*** SUPPLIED MATERIAL ***

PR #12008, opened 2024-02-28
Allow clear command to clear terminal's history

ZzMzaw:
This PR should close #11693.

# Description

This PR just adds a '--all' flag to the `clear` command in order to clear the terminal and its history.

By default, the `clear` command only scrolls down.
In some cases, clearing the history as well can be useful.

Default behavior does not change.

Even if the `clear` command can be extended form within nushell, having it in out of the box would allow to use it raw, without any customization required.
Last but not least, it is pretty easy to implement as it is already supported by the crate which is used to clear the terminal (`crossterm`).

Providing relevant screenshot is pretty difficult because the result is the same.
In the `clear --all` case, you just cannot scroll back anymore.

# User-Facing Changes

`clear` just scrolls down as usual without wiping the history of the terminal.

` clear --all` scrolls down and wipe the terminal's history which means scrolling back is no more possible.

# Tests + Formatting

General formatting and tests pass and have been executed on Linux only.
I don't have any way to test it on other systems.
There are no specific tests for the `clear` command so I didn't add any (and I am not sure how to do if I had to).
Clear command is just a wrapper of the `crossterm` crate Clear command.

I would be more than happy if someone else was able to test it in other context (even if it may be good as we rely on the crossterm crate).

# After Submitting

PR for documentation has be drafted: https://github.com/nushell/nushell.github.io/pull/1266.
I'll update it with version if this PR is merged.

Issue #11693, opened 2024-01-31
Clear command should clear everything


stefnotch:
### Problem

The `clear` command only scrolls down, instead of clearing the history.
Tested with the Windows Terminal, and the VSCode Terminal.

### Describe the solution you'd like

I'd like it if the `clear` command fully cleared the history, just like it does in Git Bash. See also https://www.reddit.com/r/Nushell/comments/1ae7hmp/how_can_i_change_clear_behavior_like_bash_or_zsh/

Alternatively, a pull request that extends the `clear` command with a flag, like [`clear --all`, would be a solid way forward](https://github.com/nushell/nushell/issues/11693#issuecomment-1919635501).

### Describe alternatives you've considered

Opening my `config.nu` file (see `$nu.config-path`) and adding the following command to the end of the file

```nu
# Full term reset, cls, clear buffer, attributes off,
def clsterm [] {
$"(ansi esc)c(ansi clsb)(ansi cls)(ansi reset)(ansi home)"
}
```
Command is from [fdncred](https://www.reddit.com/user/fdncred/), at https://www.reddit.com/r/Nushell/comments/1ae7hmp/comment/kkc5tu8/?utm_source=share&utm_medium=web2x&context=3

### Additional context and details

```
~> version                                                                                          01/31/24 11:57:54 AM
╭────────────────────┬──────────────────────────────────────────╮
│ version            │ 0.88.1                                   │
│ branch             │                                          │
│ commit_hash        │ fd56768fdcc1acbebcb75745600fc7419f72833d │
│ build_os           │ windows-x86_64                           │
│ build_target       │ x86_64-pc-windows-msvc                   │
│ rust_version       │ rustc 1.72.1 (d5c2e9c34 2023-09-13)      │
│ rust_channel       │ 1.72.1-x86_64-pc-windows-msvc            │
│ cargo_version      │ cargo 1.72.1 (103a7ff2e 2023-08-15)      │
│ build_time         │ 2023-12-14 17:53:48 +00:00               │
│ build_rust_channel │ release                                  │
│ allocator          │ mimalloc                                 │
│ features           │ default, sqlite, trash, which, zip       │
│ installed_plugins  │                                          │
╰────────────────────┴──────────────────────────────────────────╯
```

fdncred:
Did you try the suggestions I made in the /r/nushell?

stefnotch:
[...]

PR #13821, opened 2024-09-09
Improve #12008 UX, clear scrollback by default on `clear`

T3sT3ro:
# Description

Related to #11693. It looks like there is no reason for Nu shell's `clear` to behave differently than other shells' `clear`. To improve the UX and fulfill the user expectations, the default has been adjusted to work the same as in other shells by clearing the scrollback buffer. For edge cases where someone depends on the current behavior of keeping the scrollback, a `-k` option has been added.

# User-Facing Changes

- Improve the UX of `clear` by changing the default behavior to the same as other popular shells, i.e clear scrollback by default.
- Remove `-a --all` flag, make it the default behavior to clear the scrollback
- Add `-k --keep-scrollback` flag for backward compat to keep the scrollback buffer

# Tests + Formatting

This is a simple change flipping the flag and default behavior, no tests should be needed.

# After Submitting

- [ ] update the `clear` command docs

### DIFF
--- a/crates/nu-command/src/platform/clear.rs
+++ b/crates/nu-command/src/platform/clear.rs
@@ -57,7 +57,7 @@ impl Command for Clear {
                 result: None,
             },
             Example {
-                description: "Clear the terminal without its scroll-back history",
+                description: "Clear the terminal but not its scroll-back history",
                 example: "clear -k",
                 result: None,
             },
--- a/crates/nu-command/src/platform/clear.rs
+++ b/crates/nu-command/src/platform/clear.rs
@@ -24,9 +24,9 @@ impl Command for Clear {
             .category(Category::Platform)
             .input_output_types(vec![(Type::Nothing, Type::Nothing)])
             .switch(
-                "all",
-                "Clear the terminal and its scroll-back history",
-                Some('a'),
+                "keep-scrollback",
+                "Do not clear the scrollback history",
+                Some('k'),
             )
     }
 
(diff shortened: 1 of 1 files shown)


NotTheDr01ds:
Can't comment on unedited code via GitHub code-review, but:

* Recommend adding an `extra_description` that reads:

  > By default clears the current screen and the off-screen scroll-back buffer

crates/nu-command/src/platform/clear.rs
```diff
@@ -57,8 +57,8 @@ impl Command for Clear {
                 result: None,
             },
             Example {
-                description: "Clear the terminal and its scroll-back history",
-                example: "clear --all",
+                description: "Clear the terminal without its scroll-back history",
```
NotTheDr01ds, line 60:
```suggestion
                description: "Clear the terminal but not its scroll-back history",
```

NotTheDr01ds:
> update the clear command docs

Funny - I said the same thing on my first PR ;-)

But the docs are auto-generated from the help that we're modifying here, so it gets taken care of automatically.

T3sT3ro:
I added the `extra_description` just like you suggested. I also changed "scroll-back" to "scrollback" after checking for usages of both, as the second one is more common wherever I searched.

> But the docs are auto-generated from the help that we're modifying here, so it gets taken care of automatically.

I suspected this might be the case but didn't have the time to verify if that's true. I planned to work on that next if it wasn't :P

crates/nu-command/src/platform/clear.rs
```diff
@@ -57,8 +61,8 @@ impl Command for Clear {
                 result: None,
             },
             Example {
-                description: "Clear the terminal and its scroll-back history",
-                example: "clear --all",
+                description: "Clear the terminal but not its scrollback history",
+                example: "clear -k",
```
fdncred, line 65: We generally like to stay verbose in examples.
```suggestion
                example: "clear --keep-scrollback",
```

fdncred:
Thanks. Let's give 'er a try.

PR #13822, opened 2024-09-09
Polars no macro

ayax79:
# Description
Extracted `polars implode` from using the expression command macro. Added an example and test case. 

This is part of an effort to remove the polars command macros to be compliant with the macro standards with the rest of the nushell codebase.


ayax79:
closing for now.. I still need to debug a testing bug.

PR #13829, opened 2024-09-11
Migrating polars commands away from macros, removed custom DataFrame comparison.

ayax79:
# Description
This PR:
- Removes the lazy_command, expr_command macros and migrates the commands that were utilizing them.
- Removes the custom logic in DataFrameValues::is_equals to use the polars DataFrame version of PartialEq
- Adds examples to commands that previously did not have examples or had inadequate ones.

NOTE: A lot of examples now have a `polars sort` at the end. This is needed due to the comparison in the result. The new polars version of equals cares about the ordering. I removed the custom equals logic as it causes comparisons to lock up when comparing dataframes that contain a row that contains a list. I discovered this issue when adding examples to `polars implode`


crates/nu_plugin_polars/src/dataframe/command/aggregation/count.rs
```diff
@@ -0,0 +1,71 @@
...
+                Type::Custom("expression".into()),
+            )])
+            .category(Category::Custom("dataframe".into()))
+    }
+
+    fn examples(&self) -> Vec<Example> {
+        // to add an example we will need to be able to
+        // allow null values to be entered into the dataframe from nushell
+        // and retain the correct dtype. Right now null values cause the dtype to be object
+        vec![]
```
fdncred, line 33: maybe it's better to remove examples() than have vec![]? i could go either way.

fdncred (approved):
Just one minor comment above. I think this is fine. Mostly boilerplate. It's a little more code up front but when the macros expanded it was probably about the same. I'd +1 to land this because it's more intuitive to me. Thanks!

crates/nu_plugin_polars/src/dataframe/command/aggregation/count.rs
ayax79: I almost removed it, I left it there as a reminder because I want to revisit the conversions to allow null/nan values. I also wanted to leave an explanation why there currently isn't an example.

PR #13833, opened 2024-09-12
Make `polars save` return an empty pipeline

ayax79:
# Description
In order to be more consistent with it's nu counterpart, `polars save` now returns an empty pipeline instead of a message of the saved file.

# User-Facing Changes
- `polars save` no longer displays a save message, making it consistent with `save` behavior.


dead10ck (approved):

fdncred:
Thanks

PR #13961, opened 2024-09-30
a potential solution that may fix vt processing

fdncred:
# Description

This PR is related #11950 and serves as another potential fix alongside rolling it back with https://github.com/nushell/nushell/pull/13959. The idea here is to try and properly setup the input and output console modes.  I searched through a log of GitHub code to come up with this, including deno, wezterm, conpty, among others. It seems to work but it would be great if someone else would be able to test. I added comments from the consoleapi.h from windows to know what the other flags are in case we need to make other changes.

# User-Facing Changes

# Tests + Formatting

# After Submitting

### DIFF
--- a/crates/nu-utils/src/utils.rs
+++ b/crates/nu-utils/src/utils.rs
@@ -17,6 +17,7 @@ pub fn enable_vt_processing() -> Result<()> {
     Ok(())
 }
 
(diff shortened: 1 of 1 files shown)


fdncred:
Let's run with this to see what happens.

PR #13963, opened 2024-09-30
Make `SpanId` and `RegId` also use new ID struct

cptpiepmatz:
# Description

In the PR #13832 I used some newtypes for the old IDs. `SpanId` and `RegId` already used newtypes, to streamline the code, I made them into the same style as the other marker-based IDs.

*** End of SUPPLIED MATERIAL ***

Return, with no change at all, every line in the entries above from the line containing "Tested with the" through the line containing "Alternatively, a pull".

• SOLUTION TO THIS PROBLEM
Tested with the Windows Terminal, and the VSCode Terminal.

### Describe the solution you'd like

I'd like it if the `clear` command fully cleared the history, just like it does in Git Bash. See also https://www.reddit.com/r/Nushell/comments/1ae7hmp/how_can_i_change_clear_behavior_like_bash_or_zsh/

Alternatively, a pull request that extends the `clear` command with a flag, like [`clear --all`, would be a solid way forward](https://github.com/nushell/nushell/issues/11693#issuecomment-1919635501).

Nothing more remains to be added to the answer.